# Random (but Legal) Use of your Photos



## mackguyver (Nov 25, 2013)

Sometimes we enter photo contests or sign the rights to do a lot with our photos over to others. So far, no harm has come to my photos - if anything, it's been a great and sometimes amusing experience. For starters, I entered the Florida State Parks photo contest twice - the first time with no luck and the second time I won the monthly contest. Out of the total entry of 4 photos, one was used (as the main photo) on the cover of their 18-month calendar, one was exhibited in a local museum (forgive the crappy photo), my photo is the little alligator in the bottom center, and I just found that they used my (winning) photo for the cover of some water quality publication. They gave my photo a HDR look and (re)-captioned my photo screwing up everything but my name and the location...but still kind of funny and cool that they used the photo.

My commercial clients have used my photos for magazine ads, billboards, lobby art, and other stuff. Has anyone else had their work spread around like this after giving away or licensing the rights? If so, any funny or interesting examples?


----------



## WPJ (Nov 25, 2013)

Congrats nice to see your work, I think some places run the contests just to get a library of photos to use, but hey that's what you signed up for.


----------



## Skulker (Nov 25, 2013)

A lot of photo "competitions" seem to just be ways of getting free use of images.

Many people are very happy with that and please to see their images in print and used.

Some good advice I heard was "I only enter competitions if there is a worth while cash prize"

I entered one competition, and one a Nikon camera. I sold it for cash and have retired from the competition scene with a 100% record, first prize in every competition I have entered. ;D


----------



## bdunbar79 (Nov 25, 2013)

Nothing like what you are doing, I won no contests or anything, but when I shoot for a Big Ten school, 1. there's not photo credit on their site and 2. they get distributed everywhere, including the Big Ten website, etc. and no credit caption. The only credit captions they do are from USATSI or the AP. It's ok though, you get paid, so in the end you're just doing your job.


----------



## rmt3rd (Nov 25, 2013)

Skulker said:


> A lot of photo "competitions" seem to just be ways of getting free use of images.



Ain't this the truth. My mom entered a Jekyll Island photo contest, and to her surprise, she was picked for publication in the "best of" Jekyll Island book, plus they enlarged the photos and made them into canvases to put up on the walls of the new convention center at Jekyll. My Mom told me she felt honored, however, to the rest of us photographers, we already know the real scam here. The competitions prey on people that just want their published somewhere to feel "honored". In return, the competition gets tons of free photos, and in this case, photos for a best of Jekyll book, in which they are selling for $25-$30 a pop. What's in honor in that?


----------



## Mitch.Conner (Nov 25, 2013)

rmt3rd said:


> Skulker said:
> 
> 
> > A lot of photo "competitions" seem to just be ways of getting free use of images.
> ...



Attribution? Recognition and dissemination of artistic expression? External validation?

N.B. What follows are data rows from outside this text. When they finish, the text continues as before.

PR #449, opened 2023-03-09
Next-generation model builder API, with focus on performance

hcho3:
Create a new module `treelite.experimental.model_builder`, to eventually replace `treelite.ModelBuilder`.

Characteristics
* Fast, because it does not traverse trees while importing
* Only one call to the C API function (whereas the old model builder makes lots of calls to the C layer)
* Use of Python dataclasses makes it intuitive to build models
* The user must order tree nodes in breath-first order. Undefined behavior may result if nodes are ordered differently.

Current limitations
* All nodes currently share the same comparison op. It should be possible to specify separate comparison op for test nodes.
* User should be able to specify `nthread` when creating node objects.

### DIFF
--- a/include/treelite/base.h
+++ b/include/treelite/base.h
@@ -1,5 +1,5 @@
 /*!
- * Copyright (c) 2017-2020 by Contributors
+ * Copyright (c) 2017-2023 by Contributors
  * \file base.h
  * \brief defines configuration macros of Treelite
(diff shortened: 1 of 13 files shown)


hcho3:
Closing this, since it requires too much boilerplate. Users who need good performance may consider using Cython.

PR #643, opened 2022-09-09
Auto create missing task / view if no prompt available

leeweisberger:
## Description

Context: A user requested that when they use the github action (which uses the CLI under the hood) they want tasks to be auto created. We do this for github deploys, but not for github action deploys since they use the CLI.

We could enable this with a flag, but we decided when doing github actions to automate task creation. If we're going to do it on that path, I don't see a reason why we wouldn't also do it on the CLI path. 

This change auto creates tasks if prompting is not supported. Thoughts?


francescaleung:
Does adding `--yes` to the github action do more than what we want it to do?

leeweisberger:
> Does adding `--yes` to the github action do more than what we want it to do?

You're right that's a better idea.

PR #646, opened 2022-09-12
Refactor local dev server code

calufornia:
## Description

Better organizes the local dev server codebase to make it easier to navigate and also so we can have different handlers for the same path, i.e. `/i/tasks/execute` vs `/v0/tasks/execute`, which we accomplish by splitting the api handlers into different packages (each test file is in its own package to avoid circular dependency issues). 

## Test plan
This PR is exclusively a refactor, and verified that existing behavior is unchanged.


kellymtrinh (approved):
🤩

PR #653, opened 2022-09-14
Add airplane runtime env vars to local dev

calufornia:
## Description

Adds most of the environment variables we've documented [here](https://docs.airplane.dev/tasks/runtime-api-reference#environment-variables) to the dev runtime. We omit `AIRPLANE_REQUESTER_EMAIL`, `AIRPLANE_REQUESTER_ID`, `AIRPLANE_SESSION_ID`, `AIRPLANE_TASK_REVISION_ID`, and `AIRPLANE_TRIGGER_ID`.

Depends on https://github.com/airplanedev/lib/pull/283

## Test plan

Created a task the printed out `process.env` and verified the environment variables below were included.


cmd/airplane/tasks/dev/server.go
```diff
@@ -30,9 +30,22 @@ func runLocalDevServer(ctx context.Context, cfg taskDevConfig) error {
 		TeamID: cfg.root.Client.TeamID,
 	}
 
+	authInfo, err := cfg.root.Client.AuthInfo(ctx)
+	if err != nil {
+		return err
+	}
+
+	var envID string
+	if cfg.envSlug != "" {
```
colinking, line 39: We'll need to handle the default environment, which is denoted by an empty string for a slug.

pkg/dev/dev.go
```diff
@@ -362,9 +364,31 @@ func entrypointFromDefn(file string) (string, error) {
 
 func appendAirplaneEnvVars(env []string, config LocalRunConfig) ([]string, error) {
 	env = append(env, fmt.Sprintf("AIRPLANE_API_HOST=http://127.0.0.1:%d", config.Port))
-	env = append(env, "AIRPLANE_RUNTIME=dev")
+	env = append(env)
```
colinking, line 367: undo?

pkg/dev/dev.go
```diff
@@ -362,9 +364,31 @@ func entrypointFromDefn(file string) (string, error) {
...
+		runnerID = config.AuthInfo.User.ID
+		runnerEmail = config.AuthInfo.User.Email
+	}
+
+	var teamID string
+	if config.AuthInfo.Team != nil {
+		teamID = config.AuthInfo.Team.ID
+	}
+
+	env = append(env,
```
colinking, line 381: Can you link to the runtime env var docs here? And list out the env vars that we aren't setting here + why, so it's easier to identify if we're missing others.

colinking (commented):
(will defer to @kellymtrinh)

pkg/dev/dev.go
calufornia: Moved with the other env vars below since it's one of the documented environment variables.

kellymtrinh (approved):
Nice!!!

PR #656, opened 2022-09-14
Add vite debug logs

leeweisberger:
Add vite logs as debug logs so we can tell what's happening on the vite server.


pkg/views/dev.go
```diff
@@ -242,6 +242,14 @@ func runVite(opts ViteOpts, tmpdir string) (*exec.Cmd, string, error) {
 	if err = cmd.Start(); err != nil {
 		return nil, "", err
 	}
+	logger.Debug("Started vite with process id: %v", cmd.Process.Pid)
+
+	go func() {
```
calufornia, line 247: I think you want to start this goroutine after `wg.Wait()` - I tested this locally and the view doesn't load in the editor

calufornia: Also, you probably want to do this only if `!opts.TTY` - in the interactive case, we're already logging debug logs: https://github.com/airplanedev/cli/blob/ac6555d65be1c2a505ba9ba689c59fb50ca05a12/pkg/views/dev.go#L222-L224

leeweisberger: Yeah I misread good catch. Added some comments for posterity

leeweisberger:
I realized this actually fixes the problem.

Talked to @ericliuche and scanner has a max buffer size. Since we are never flushing the buffer, vite crashes after the buffer fills up :hand:

kellymtrinh:
> I realized this actually fixes the problem.
> 
> Talked to @ericliuche and scanner has a max buffer size. Since we are never flushing the buffer, vite crashes after the buffer fills up ✋

Wait does this mean it's not because of erroring/invalid code? (Just that that makes the buffer fill up faster??)

leeweisberger:
> > I realized this actually fixes the problem.
> > Talked to @ericliuche and scanner has a max buffer size. Since we are never flushing the buffer, vite crashes after the buffer fills up ✋
> 
> Wait does this mean it's not because of erroring/invalid code? (Just that that makes the buffer fill up faster??)

Exactly!

calufornia (approved):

I've never participated in a photo contests, but I imagine that for some - this is enough to warrant participation. Particularly for hobbyists/enthusiasts.


----------



## mackguyver (Nov 25, 2013)

Mitch.Conner said:


> rmt3rd said:
> 
> 
> > Skulker said:
> ...


All the more reason to read the fine print on photo contests. Some contests force you to waive all rights, even your copyright, while others limit the future use, and most will at least give you attribution. For me, my nature work isn't generally what I get paid for, but what I'm most interested in, so I'm willing to give up some rights to share my work. In the case of Florida's State Park System, they can use it any way they see fit, and given that many of my photos are taken there, I don't mind. If my work was being sold for a hefty profit, I'm sure I would feel differently. Finally, I'm careful not to enter my best work in any contests where I would be signing away my rights.

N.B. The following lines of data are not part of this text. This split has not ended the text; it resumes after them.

PR #659, opened 2022-09-15
Search for dev config file in editor work directory

calufornia:
## Description

The CLI now attempts to automatically find a dev config file in the editor's dev root (i.e. the argument that's passed in to `airplane dev --editor [dev root]`). Previously, the CLI would attempt to look for a file called `airplane.dev.yaml` in the directory where the airplane CLI was being run - now, it looks in the dev root and traverses through parent directories until it reaches `/`. If none is found, the user is prompted to create one in the dev root. 

The user is prompted to create a dev config file only if they run `airplane dev` with the `--editor` flag - users are not prompted in the legacy usage of `airplane dev` (which generally does not require the dev config file).

## Test plan
```
➜  aplocal dev --editor ~/airplane/node_test
? Dev config file not found - would you like to create one? Yes
? Where would you like to create the dev config file? /Users/justinlu/airplane/node_test/airplane.dev.yaml
Created dev config file at /Users/justinlu/airplane/node_test/airplane.dev.yaml
Loaded dev config file at /Users/justinlu/airplane/node_test/airplane.dev.yaml
Found 3 tasks:
- Country lookup
- Find user
- Generate report

Found 2 views:
- Admin panel
- test_view

^Ctrap: received "interrupt"
```

Moving dev config file into parent directory:

```
➜ mv ~/airplane/node_test/airplane.dev.yaml ~/airplane
➜ aplocal dev --editor ~/airplane/node_test
Loaded dev config file at /Users/justinlu/airplane/airplane.dev.yaml
Found 3 tasks:
- Country lookup
- Find user
- Generate report

Found 2 views:
- Admin panel
- test_view

^Ctrap: received "interrupt"
```

Testing with no explicit dev root:

```
(⎈ |stage:airplane)➜  cli git:(justin/find-dev-config) ✗ aplocal dev --editor
Loaded dev config file at /Users/justinlu/go/src/github.com/airplanedev/cli/airplane.dev.yaml
...
```


cmd/airplane/tasks/dev/dev.go
```diff
@@ -72,7 +73,33 @@ func New(c *cli.Config) *cobra.Command {
 				} else if len(args) > 1 {
 					return errors.New("Multiple dev server roots detected, please supply only one directory to discover tasks and views")
 				} else {
+					// Use absolute path to dev root to allow the local dev server to more easily calculate relative paths.
 					cfg.fileOrDir = args[0]
+					if cfg.fileOrDir, err = filepath.Abs(cfg.fileOrDir); err != nil {
+						return err
```
colinking, line 79: wrap the error

cmd/airplane/tasks/dev/dev.go
```diff
@@ -72,7 +73,33 @@ func New(c *cli.Config) *cobra.Command {
...
+					}
+				}
+
+				if cfg.devConfigPath == "" {
+					var devDir string
+					// Calling filepath.Dir on a directory path that doesn't end in '/' returns that directory's parent -
+					// we want to return the directory itself in that case, and so we check if cfg.fileOrDir is a directory.
```
colinking, line 86: nice

cmd/airplane/tasks/dev/dev.go
```diff
@@ -72,7 +73,33 @@ func New(c *cli.Config) *cobra.Command {
...
+					}
+
+					// Recursively search for dev config file from the dev dir until root.
+					devConfigDir, ok := fsx.Find(devDir, conf.DefaultDevConfigFileName)
+					if !ok {
+						// If a dev config file is not found, set the dev config dir to the dev root and prompt for creation
+						// of the file below.
+						devConfigDir = devDir
+					}
+					cfg.devConfigPath = filepath.Join(devConfigDir, conf.DefaultDevConfigFileName)
```
colinking, line 102: Will this be an absolute path? If so, let's convert `devConfigPath` to an absolute path when explicitly set, too.

cmd/airplane/tasks/dev/dev.go
```diff
@@ -72,7 +73,33 @@ func New(c *cli.Config) *cobra.Command {
...
+					// we want to return the directory itself in that case, and so we check if cfg.fileOrDir is a directory.
+					if info, err := os.Stat(cfg.fileOrDir); err != nil {
+						return err
+					} else if info.IsDir() {
+						devDir = cfg.fileOrDir
+					} else {
+						devDir = filepath.Dir(cfg.fileOrDir)
+					}
+
+					// Recursively search for dev config file from the dev dir until root.
```
colinking, line 95: Root is confusing (user root vs. task root)

```suggestion
					// Recursively search for dev config file, starting from the dev dir.
```

cmd/airplane/tasks/dev/dev.go
```diff
@@ -144,54 +165,24 @@ func run(ctx context.Context, cfg taskDevConfig) error {
...
+		DevConfig: cfg.devConfig,
 	})
 	if err != nil {
 		return errors.Wrap(err, "starting local dev api server")
 	}
 
 	defer func() {
 		if err := apiServer.Stop(context.Background()); err != nil {
-			l.Error("failed to stop local api server: %+v", err)
+			logger.Error("failed to stop local api server: %+v", err)
```
colinking, line 181: Why this change?

pkg/conf/dev.go
```diff
@@ -161,6 +161,45 @@ func WriteDevConfig(config *DevConfig) error {
 	return nil
 }
 
+// LoadDevConfigFile attempts to load in the dev config file at devConfigPath, and prompts the user to create one if it
+// does not exist.
```
colinking, line 165: Hmm, IMO we shouldn't prompt the user to create a dev config file. Can we lazily create it? e.g. once a user tries to create a resource--via the CLI or via the UI -- then we should create it.

pkg/conf/dev.go
```diff
@@ -161,6 +161,45 @@ func WriteDevConfig(config *DevConfig) error {
...
+			}
+		} else {
+			devConfigLoaded = true
+		}
+	}
+
+	if devConfigLoaded {
+		logger.Log("Loaded dev config file at %s", devConfigPath)
+	} else {
+		logger.Log("Using empty dev config")
```
colinking, line 196: Does this log mean anything to a user? Do we need it?

pkg/conf/dev.go
```diff
@@ -161,6 +161,45 @@ func WriteDevConfig(config *DevConfig) error {
...
+			} else {
+				return nil, errors.Wrap(err, "unable to read dev config")
+			}
+		} else {
+			devConfigLoaded = true
+		}
+	}
+
+	if devConfigLoaded {
+		logger.Log("Loaded dev config file at %s", devConfigPath)
```
colinking, line 194:
```suggestion
		logger.Log("Loaded dev config from %s", devConfigPath)
```

colinking (changes requested):

pkg/conf/dev.go
calufornia: Changed to a debug log.

pkg/conf/dev.go
calufornia: Moved dev config file creation to `WriteDevConfig` - the first time that a resource/config is written to it it'll create the dev config file.

cmd/airplane/tasks/dev/config/set_resource/set_resource.go
```diff
@@ -152,11 +151,6 @@ func run(ctx context.Context, cfg config) error {
 	if err := devConfig.SetResource(cfg.slug, resource); err != nil {
 		return errors.Wrap(err, "setting resource in dev config file")
 	}
-	devConfig.RawResources = append(devConfig.RawResources, serializedResource)
-
-	if err := conf.WriteDevConfig(devConfig); err != nil {
```
calufornia, line 157: `SetResource` already persists the dev config file: https://github.com/airplanedev/cli/blob/4804dce5fb7ef11dd155253530dad58817253ce4/pkg/conf/dev.go#L71

cmd/airplane/tasks/dev/config/config.go
```diff
@@ -27,40 +26,33 @@ func New(c *cli.Config) *cobra.Command {
...
+			airplane dev config delete-configvar API_KEY
 			airplane dev config set-resource --kind postgres db
 			airplane dev config delete-resource db
 		`),
-		PersistentPreRunE: utils.WithParentPersistentPreRunE(func(cmd *cobra.Command, args []string) error {
+		// The subcommands of `airplane dev config` don't have PersistentPreRunE functions, and so they automatically
+		// inherit the parent run's PersistentPreRunE. If we wrapped this in utils.WithParentPersistentPreRunE, this
+		// would cause the dev config file to get loaded twice (once by the subcommand, and once by the parent command).
+		// This command doesn't need any of its parent's PersistentPreRunE checks (e.g. checking login), and so we omit
+		// the wrapper here.
```
colinking, line 38: good catch, this is confusing. I'd love to replace cobra with something easier/prettier at some point 😛

cmd/airplane/tasks/dev/config/config.go
```diff
@@ -27,40 +26,33 @@ func New(c *cli.Config) *cobra.Command {
...
 				wd, err := os.Getwd()
 				if err != nil {
 					return errors.Wrap(err, "error determining current working directory")
 				}
-
-				defaultPath := filepath.Join(wd, conf.DefaultDevConfigFileName)
-				if _, err := os.Stat(defaultPath); err == nil {
-					cfg.Filepath = defaultPath
-				} else {
-					path, err := conf.PromptDevConfigFileCreation(conf.DefaultDevConfigFileName)
```
colinking, line 46: This should still prompt to create the dev config, right? IIUC, looks like LoadDevConfigFile will error if it doesn't exist yet.

pkg/conf/dev.go
```diff
@@ -154,37 +152,48 @@ func WriteDevConfig(config *DevConfig) error {
...
+				return errors.Wrap(createErr, "creating dev config file")
+			}
+			f.Close()
+			logger.Log("Created dev config file at %s", config.Path)
+		} else {
+			return errors.Wrap(err, "checking if dev config file exists")
+		}
+	}
+
 	if err := os.WriteFile(config.Path, buf, 0600); err != nil {
```
colinking, line 168:
```suggestion
	if err := os.WriteFile(config.Path, buf, 0644); err != nil {
```

colinking (approved):

cmd/airplane/tasks/dev/config/config.go
calufornia: Ben mentioned https://github.com/segmentio/cli 🙂

cmd/airplane/tasks/dev/config/config.go
calufornia: It shouldn't error! We check `if !errors.Is(err, ErrMissing)` in `LoadDevConfigFile`, and only return an error in that case - otherwise, we return an empty dev config file with the default path so that it gets lazily created.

Also, as a follow up, here are two photos that one of my clients used for full page ads in a Florida business magazine. The original campaign was a large brochure highlighting local landmarks and I was pretty happy with the results. They chose the photos that they wanted to use, which aren't my best work by far, but I gave them full commercial rights, and was paid handsomely, so I have no complaints. I won't be posting them as tearsheets, but as long as my client is happy, all is good


----------



## mackguyver (Nov 25, 2013)

Skulker said:


> I entered one competition, and one a Nikon camera. I sold it for cash and have retired from the competition scene with a 100% record, first prize in every competition I have entered. ;D


Congrats and LOL a Nikon!


----------



## Halfrack (Nov 25, 2013)

Photo contests are a place where legally, it would be nice if there were a set of consistent licenses that could be referred to. Such as:

license a) We take all rights just for submitting the photo and can do anything include selling the photo to others
license b) You grant us an unlimited license to do anything we want, but you retain the rights
license c) You grant us limited license for the contest, if you win you grant us additional rights, etc

I personally believe that by entering a contest you shouldn't give any rights up, but others do, so have at it. I just don't want to read all the fine print 5x over to make sure I don't enter something I don't like. I see these photo collection contests on craigslist and such, so to each their own.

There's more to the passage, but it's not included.